No dia da apresentação um dos componentes não pode participar e foi muito bonito perceber a solidariedade de todos com a menina que se dispôs a fazer uma substituição. Do mesmo modo houve uma linda colaboração com os atores que, nervosos, esqueciam, aqui e ali, suas falas: vozinhas eram ouvidas sussurrando a voz esquecida.

O palco foi sobre a terra do quintal, o mar levantava poeira e o céu era a copa das mangueiras, mas aqueles meninos e meninas nos levaram para a beira-mar, para dentro das biroscas, para o interior das canoas, para dentro da dor da saudade, para debaixo do céu azul e da luz dourada do sol.

Conforme comentamos no “Diário de setembro”, demos andamento à idéia da Milena e do Luiz da Pousada Rio do Peixe: preparamos cerca de 170 cartões feitos de papel reciclado e desenhados pelas crianças. Durante as conversas surgiu também a possibilidade de realizarmos um bingo em novembro com recursos revertidos para o Projeto. Estamos combinando como será.

Neste outubro aprofundamos a questão da relação entre o número de crianças e o de adultos. Muitas crianças e poucos adultos. Em praticamente todas as rodas era comentado que alguma coisa não estava bem, que havia certo descuido, que os adultos estavam mais exercendo um papel de “policiamento” do que atuando nas oficinas ou estando em contato mais contínuo com as crianças individualmente.
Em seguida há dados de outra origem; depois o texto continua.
PR #2051, opened 2024-10-11
Enable tool support for inference endpoints and switch to ai.ubicloud.com DNS zone

bsatzger:
**Update AI base image to 20241011.1.0**
Job producing the image:
https://github.com/ubicloud/ai-images/actions/runs/11288392843
That image contains a version of vLLM that supports tool support for Llama 3.1+3.2.

**Enable tool support for llama 3.2 3b**
This enables tool support, which was recently added to vLLM in https://github.com/vllm-project/vllm/commit/344cd2b6f4c22bf278cff96066001d216ec1fe82

**Increase quota for public inference endpoints**
With tool support, interaction between client and the inference endpoint tends to be more chatty. Low quotas lead to frequent 429s even for benign interactions.

**Switch to ai.ubicloud.com DNS zone for inference**
Inference endpoints used to get URLs like https://1e00js9jec761m3g36cpbjahky.7msrb.lb.ubicloud.com/.
With this change, multi-tenant inference endpoints would get https://name.ai.ubicloud.com/ while single-tenant endpoints would get https://name-7msrb.ai.ubicloud.com/.

**Enable inference endpoint systemd services**
Enable inference endpoint systemd services by default so that they come up after a restart without control plane interaction.

**Prepare PCI devices during recreate_unpersisted**
This commit fixes an issue for VMs with GPUs whose host is rebooted. Without preparing PCI devices again, the VM won't be able to reboot properly.


prog/ai/inference_endpoint_nexus.rb
```diff
@@ -51,7 +51,13 @@ def self.assemble(project_id:, location:, boot_image:, name:, vm_size:, storage_
       firewall = internal_project.firewalls_dataset.where(location: location).where(Sequel[:firewall][:name] => "inference-endpoint-firewall").first
       fail "No firewall named 'inference-endpoint-firewall' configured for inference endpoints in #{location}" unless firewall
       subnet_s = Prog::Vnet::SubnetNexus.assemble(internal_project.id, name: ubid.to_s, location: location, firewall_id: firewall.id)
-      lb_s = Prog::Vnet::LoadBalancerNexus.assemble(subnet_s.id, name: ubid.to_s, src_port: 443, dst_port: 8443, health_check_endpoint: "/up", health_check_protocol: "https")
+
+      custom_dns_zone = DnsZone.where(project_id: Config.inference_endpoint_service_project_id).where(name: "ai.ubicloud.com").first
+      custom_hostname_prefix = if custom_dns_zone
+        name + (is_public ? "" : "-#{ubid.to_s[-5...]}")
```
furkansahin, line 57: nit: if it's private, maybe we can just use regular lb hostname?

furkansahin (approved):

prog/ai/inference_endpoint_nexus.rb
bsatzger: there's this problem: the name of the load balancer currently is the ubid of the inference endpoint. So the regular lb hostname is ugly, something like `1eprwnxxm9wt7gyhbm9az8sq1y.ycx1b.lb.ubicloud.com`. We cannot use `name.ycx1b.lb.ubicloud.com` because all load balancers for inference endpoints are in an internal project and we mandate that names in a project are unique. That means that a customer cannot use `name` if another customer is using that name already, even though these two load balancers would get different hostnames as they each are in a different subnet.

rhizome/inference_endpoint/lib/replica_setup.rb
```diff
@@ -18,8 +18,8 @@ def prep(inference_engine:, inference_engine_params:, model:, replica_ubid:, ssl
   end
 
   def start_systemd_units
-    r "systemctl start lb-cert-download.timer"
-    r "systemctl start inference-engine.service"
+    r "systemctl enable --now lb-cert-download.timer"
+    r "systemctl enable --now inference-engine.service"
```
enescakir, line 22: I didn't know about the `--now` flag for `enable`. I used to run `start` and `enable` separately. That's neat 🚀

enescakir (approved):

Isto é, muitas crianças, muito movimento, muito encontro de energias, muita necessidade de estar atento aos inevitáveis conflitos,... mas poucos educadores para cumprir esta função e as demais que marcam a essência do Projeto.

Questão delicada, pois a melhor solução é, justo, a mais difícil: conseguir mais educadores para adequar a tal relação criança/adulto, profissionalizar o trabalho. Claro que é a solução também ansiada e procurada. A alternativa , compulsória, indesejada, é diminuir o grupo de crianças.

Assim fechamos outubro: refletindo sobre este problema e aproveitando os biscoitos que a Ângela doou.